BEGIN Supplied material

PR #3, opened 2017-02-14
toggle switch added

MarinBozinovic:
Created toggle switch component


src/components/ToggleSwitch/ToggleSwitch.tsx
```diff
@@ -0,0 +1,49 @@
...
+            
+            className,
+            'toggle-switch'
+        );
+        const slidersClassName = classNames(
+            'toggle-slider'
+        );
+        return(
+            <label className={switchClassName}>
+                <input type="checkbox" onChange={this._onChange} checked={this.state.checked}/>
```
vinkobedek: you are using state here, but what if props.checked is not undefined? we should use the props value here in such a case. or even better, shouldn't we calculate the state on componentwillreceiveprops so that the state is in sync across the component? There is another component that does something like this. I believe it is the default checkbox component.

PR #4, opened 2017-02-16
Line chart

mpisacic:


src/components/LineChart/LineChart.props.ts
```diff
@@ -0,0 +1,11 @@
+export interface IChartProps {
+    title: string;
+    width: number;
+    height: number;
+    data: IChart[];
+}
+
+export interface IChart {
```
vinkobedek: Could we rename this interface? IChart does not really say that it is related to Series points. IChartSeriesPoint? or something like that perhaps

src/components/LineChart/LineChart.props.ts
```diff
@@ -0,0 +1,11 @@
...
+    time: Date;
```
vinkobedek: what if i wanted to show something other than date on the x axis? could we make this a bit more generic?

PR #9, opened 2017-02-21
Line chart component

mpisacic:


src/components/LineChart/LineChart.props.ts
```diff
@@ -2,10 +2,12 @@ export interface IChartProps {
...
-    data: IChart[];
+    gridSize?: number;
+    data: IChartData[];
+    xAxisScale: string; // 'LINEAR' or 'TIME' 
 }
 
-export interface IChart {
-    time: Date;
+export interface IChartData {
+    key: Date | number;
```
vinkobedek: Personally i would prefer 'argument' and value as names(for all chart types). see: https://documentation.devexpress.com/#CoreLibraries/DevExpressXtraChartsSeriesPointClassPropTopic
yeah, yeah, it's windows forms.... But i believe that the naming is correct.

vinkobedek: what does d3 use as names?

mpisacic: Not sure I think that it doesn't matter what data is called when we pass it in d3 we just need to specify what name of data is for what. I will change name to 'argument' it gives it a better meaning.

PR #10, opened 2017-02-21
Pie chart component

mpisacic:


src/components/PieChart/PieChart.tsx
```diff
@@ -0,0 +1,195 @@
...
+            .text(d.data.text);
+    }
+
+    private calculateClass(d: DataType) {
+        if (d.label === 'free') { return 'disk-usage-free'; }
+        
+        let className;
+
+        if (this.props.statusInterval) {
+            const okInterval = this.props.statusInterval.filter((d) => d.status === 'ok')[0];
```
vinkobedek: this entire region of code is awfully specific. Shouldn't this component be a bit more generic?

mpisacic: We could make component drawing some random (or specified) colors that aren't tied up to classes or anything, so every part of chart will be in some of specified color.

vinkobedek: usually there is a default pallete defined, but you can override it for your "series".

src/components/PieChart/PieChart.tsx
```diff
@@ -0,0 +1,179 @@
+import * as React from 'react';
+import * as d3 from 'd3';
+import * as classNames from 'classnames';
+import { Label } from '../Label/Label';
+import { IPieChartProps } from './PieChart.props';
+
+export type DataType = {
```
hbagarich: can this be replaced with IPieChartData interface?

src/components/PieChart/PieChart.tsx
mpisacic: Added default pallette and classes so color can be redefined in container component above this one.

src/components/PieChart/PieChart.tsx
mpisacic: Did you mean replacing DataType with IPieChartData interface?

src/components/PieChart/PieChart.tsx
```diff
@@ -170,10 +170,21 @@ export class PieChart extends React.Component<IPieChartProps, any> {
...
-        return d3.pie<DataType>().sort(null).value((d): any => d.value);
+        return d3.pie<IPieChartData>().sort(null).value((d): any => d.value);
     }
 
     private createColorPallette() {
         return d3.scaleOrdinal(d3.schemeCategory10);
     }
+
+    private _checkNameLen(name: string) : string {
+        if (name.length > 5) {
```
hbagarich: can we use text-overflow: ellipsis for these cases?

mpisacic: I'm not sure but probably, I'll try it

PR #11, opened 2017-02-21
Progress bar component

mpisacic:


src/components/ProgressBar/ProgressBar.props.ts
```diff
@@ -0,0 +1,14 @@
+export interface IProgressBarProps {
+    title: string;
+    width: number;
+    height: number;
+    percentage: string;
```
hbagarich: can this percentage be number as well?

vinkobedek: i would really like two values. one for the current value, one for max value. And then the progress bar to automatically calculate the percentage. if i already have a percentage then i would just set the max value to 100.

vinkobedek: and of course the default would be 100 if i do not supply a value for max

src/showcase.tsx
```diff
@@ -322,6 +323,7 @@ export class Index extends React.Component<any, any> {
                     width={330} 
                     height={200} 
                 ></LineChart>
+                <ProgressBar title={'RAM'} width={400} height={20} data={{total: 15999, current: 12560}} percentage={'79 %'}></ProgressBar>
```
vinkobedek: oh, i see, i can send total and current, but why do i have to specify the percentage then? What is the point of IUsage

mpisacic: IUsage is used so that internally component can calculate the size of progress and percentage is used for displaying it alongside progress. You're right both values seem a bit redundant, so I could either pass a total and current values and calculate percentage in class or just pass percentage.

src/components/ProgressBar/ProgressBar.props.ts
mpisacic: @hbagarich percentage is currently only used for display but we could have either only percentage or total and used values, but for me total and used seems like better option as it is more flexible.

PR #12, opened 2017-02-22
Dashboard component pull request

DanicaPivalica:
Still needs some improvements, but the basic components are here.


src/components/CompactDashboard/CompactDashboard.tsx
```diff
@@ -0,0 +1,197 @@
...
+
+
+    public render() { 
+        let {title, farms} = this.props;
+        let classname = classNames({ [this.props.className]: this.props.className !== undefined });
+        return (
+            <div className={classname}>
+                {
+                    this.props.isVertical &&
+                    <div className="compact-dashboard-container vertical">
```
hbagarich: This can be seperate component?

src/components/CompactDashboard/CompactDashboard.tsx
```diff
@@ -0,0 +1,197 @@
...
+                                        width={width}
+                                        />
+                                )}
+                            </AutoSizer>
+                        }
+                    </div>
+                }
+                {
+                    !this.props.isVertical &&
+                    <div className="compact-dashboard-container ">
```
hbagarich: this can be separate component as well

src/components/CompactDashboard/CompactDashboard.tsx
```diff
@@ -0,0 +1,197 @@
...
+                                    <Collection
+                                        filt={this.props.filter}
+                                        ref={(reference) => {
+                                            this.collection = reference;
+                                        }}
+                                        cellCount={this.props.farms.length}
+                                        cellRenderer={this._renderRow}
+                                        cellSizeAndPositionGetter={function (index) {
+                                            return this.cellSizeAndPositionGetter(width, index);
+                                        }.bind(this)}
```
hbagarich: this binds the function every time it renders. you can bind this in constructor or using autobind decorator

src/components/CompactDashboard/CompactDashboard.tsx
```diff
@@ -0,0 +1,197 @@
...
+                                    <List
+                                        filt={this.props.filter}
+                                        height={height}
+                                         ref={(reference) => {
+                                            this.list = reference;
+                                        }}
+                                        rowCount={farms.length}
+                                        rowHeight={function (index) {
+                                            return this.calculateRowHeight(width, index);
+                                        }.bind(this)}
```
hbagarich: same problem here. we should bind this in contructor or use autobind decorator

src/components/CompactServer/CompactServer.tsx
```diff
@@ -0,0 +1,88 @@
...
+        return (
+            
+            <div className={ className }>
+               
+                    <span className={'server-title'} title={this.props.serverName} >{name}
+                        <span className={'server-close'} onClick={this.closeServer}>&times;</span>
+                    </span>
+                {
+                    this.props.roleList.length > 0 &&
+                    <hr/>
```
hbagarich: this hr can go before TagContainer component?

src/components/ServerDetails/ServerDetails.Props.ts
```diff
@@ -0,0 +1,51 @@
...
+    networkData: INetworkData;
+    diskData: IDiskData;
+    memoryData: IMemoryData;
+    headerData: IHeaderData;
+    cpuData: ICpuData;
+}
+
+export interface IHeaderData {
+    serverName: string;
+    fqdmServerName: string;
```
hbagarich: it should be fqdn

src/components/ServerDetails/ServerDetails.tsx
```diff
@@ -0,0 +1,119 @@
...
+                    
+                    <div className={'tl-disk-container'} style={{display: 'inline-block', margin: '0px 5px 0px 5px'}}>
+                        <Icon className="disk" iconName={'icon-LoadWithErrors'} style={{padding: '8px 5px 2px 5px'}}></Icon>
+                        <div className={'tooltip'}>
+                            {this._diskUsageList(this.props.headerData.diskData.disks)}
+                        </div>
+                    </div>
+                    {users}
+                </div>
+                <Details serverType={'Windows 2008 R2'} serverIcon={'icon-World'} serverRoles={
```
hbagarich: these serverTyoe and serverRoles props should be passed from the outside. 
Is this server icon class valid?

src/components/TagContainer/TagContainer.tsx
```diff
@@ -0,0 +1,81 @@
...
+                                <Icon iconName={tag.iconName}></Icon>
+                             }
+                             {
+                                 tag.display.length < 7 &&
+                                 <span>
+                                      {tag.display}
+                                </span>
+                            }
+                             {
+                                 tag.display.length > 7 &&
```
hbagarich: can we use text-overflow: ellipsis for these cases?

src/components/CompactServer/CompactServer.tsx
```diff
@@ -0,0 +1,88 @@
...
+    }
+
+    render() {
+         let isCritical = this.props.status === ServerStatus.Critical;
+         let isWarning = this.props.status === ServerStatus.Warning;
+         let isOK = this.props.status === ServerStatus.OK;
+         
+
+        let name = this.props.serverName;
+        if (name.length > 15) {
```
hbagarich: can we use text-overflow: ellipsis?

src/components/CompactDashboard/CompactDashboard.tsx
DanicaPivalica: I don't think it should. It woudn't serve any purpose other than 'cleaning-up' this look of the class. It won't be reusable due to the fact that each project will need to implement it's custom logic in handling react-virtualized components (if there is the need for some other components to be placed inside)

src/components/CompactDashboard/CompactDashboard.tsx
DanicaPivalica: Got it. Will change, didn't notice at first

src/components/CompactServer/CompactServer.tsx
DanicaPivalica: Yes :D There were some problems, but I've managed to get it right. Will be in the next commit.

src/components/CompactServer/CompactServer.tsx
DanicaPivalica: It must go before. I'm not sure what's the issue here

src/components/ServerDetails/ServerDetails.Props.ts
DanicaPivalica: This is Martin's component that I merged with my branch for further development. But He managed to change it, so I'm guessing it will be up soon

src/components/TagContainer/TagContainer.tsx
DanicaPivalica: In this case it's a bit more tricky because we don't have this design fully responsive. We have agreed on the fixed width of the component, but it's not the best solution... Also, this won't be checked that much as the previous case would be if we hadn't changed it. So I agree that it's not nearly the best option, but I would leave it for now.

src/components/CompactServer/CompactServer.tsx
hbagarich: we have two identical checks (this.props.roleList.length > 0). I was wondering if we can put all the code behind the single check?

src/components/TagContainer/TagContainer.tsx
hbagarich: my main concern is if the different font is used, this logic may produce unwanted behavior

END Supplied material

Check every line of the entries for the string "well". Give only the number of lines that hold it.

2